What you have to do — Find all the lines in the material below with the word "that", and copy them.
━━━━━━━━━━
Issue #997, opened 2017-03-29
Using account_create_with_delegation with 0 delegation creates unnecessary objects


arhag:
There needs to be a check for `o.delegation > 0` around [these lines](https://github.com/steemit/steem/blob/v0.18.0/libraries/chain/steem_evaluator.cpp#L268-L274).

As the code exists right now, it is inefficiently allowing unnecessary `vesting_delegation_object`s to be created. And furthermore because the `vesting_shares` of that unnecessary object would be 0, [this branch](https://github.com/steemit/steem/blob/v0.18.0/libraries/chain/steem_evaluator.cpp#L2290) of the code is activated rather than the else branch, making it difficult for the user to directly remove that object (they can still remove it indirectly by first adding more steem power to the delegation and then removing it).

If you leave this fix for a future hard fork, you will need to make sure to iterate through the `vesting_delegation_index` when the hardfork is applied and erase any objects with a `vesting_shares` field equal to 0.

It is tempting to think that this can be done as a change in v0.18.1 (with a reindex) without causing hardforks. But I believe a hardfork could theoretically be possible if someone adds a small amount (larger than `min_update` but smaller than `min_delegation`) to such a 0 `vesting_shares` object. In fact, the timing differences of `min_delegation_time` alone could cause a fork issue.

mvandeberg:
I tend to agree with you on the fix for this. Better to do it as a hardfork and be safe then try it as a softfork and fork the blockchain.

PR #1111, opened 2017-05-16
Using account_create_with_delegation with 0 delegation creates unnecessary objects

mvandeberg:
PR for #997

### DIFF
--- a/libraries/chain/database.cpp
+++ b/libraries/chain/database.cpp
@@ -3881,6 +3881,23 @@ void database::apply_hardfork( uint32_t hardfork )
                   });
                }
             }
+
+            vector< const vesting_delegation_object* > to_remove;
+            const auto& delegation_idx = get_index< vesting_delegation_index, by_id >();
+            auto delegation_itr = delegation_idx.begin();
+
+            while( delegation_itr != delegation_idx.end() )
+            {
+               if( delegation_itr->vesting_shares.amount == 0 )
+                  to_remove.push_back( &(*delegation_itr) );
+
+               ++delegation_itr;
+            }
+
+            for( const vesting_delegation_object* delegation_ptr: to_remove )
+            {
+               remove( *delegation_ptr );
+            }
          }
          break;
       default:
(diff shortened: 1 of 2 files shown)


libraries/chain/database.cpp
```diff
@@ -3809,6 +3809,19 @@ void database::apply_hardfork( uint32_t hardfork )
       case STEEMIT_HARDFORK_0_18:
          break;
       case STEEMIT_HARDFORK_0_19:
+         {
+            const auto& delegation_idx = get_index< vesting_delegation_index, by_id >();
+            auto itr = delegation_idx.begin();
+
+            while( itr != delegation_idx.end() )
```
━━━━━━━━━━
Exercise response —
As the code exists right now, it is inefficiently allowing unnecessary `vesting_delegation_object`s to be created. And furthermore because the `vesting_shares` of that unnecessary object would be 0, [this branch](https://github.com/steemit/steem/blob/v0.18.0/libraries/chain/steem_evaluator.cpp#L2290) of the code is activated rather than the else branch, making it difficult for the user to directly remove that object (they can still remove it indirectly by first adding more steem power to the delegation and then removing it).
It is tempting to think that this can be done as a change in v0.18.1 (with a reindex) without causing hardforks. But I believe a hardfork could theoretically be possible if someone adds a small amount (larger than `min_update` but smaller than `min_delegation`) to such a 0 `vesting_shares` object. In fact, the timing differences of `min_delegation_time` alone could cause a fork issue.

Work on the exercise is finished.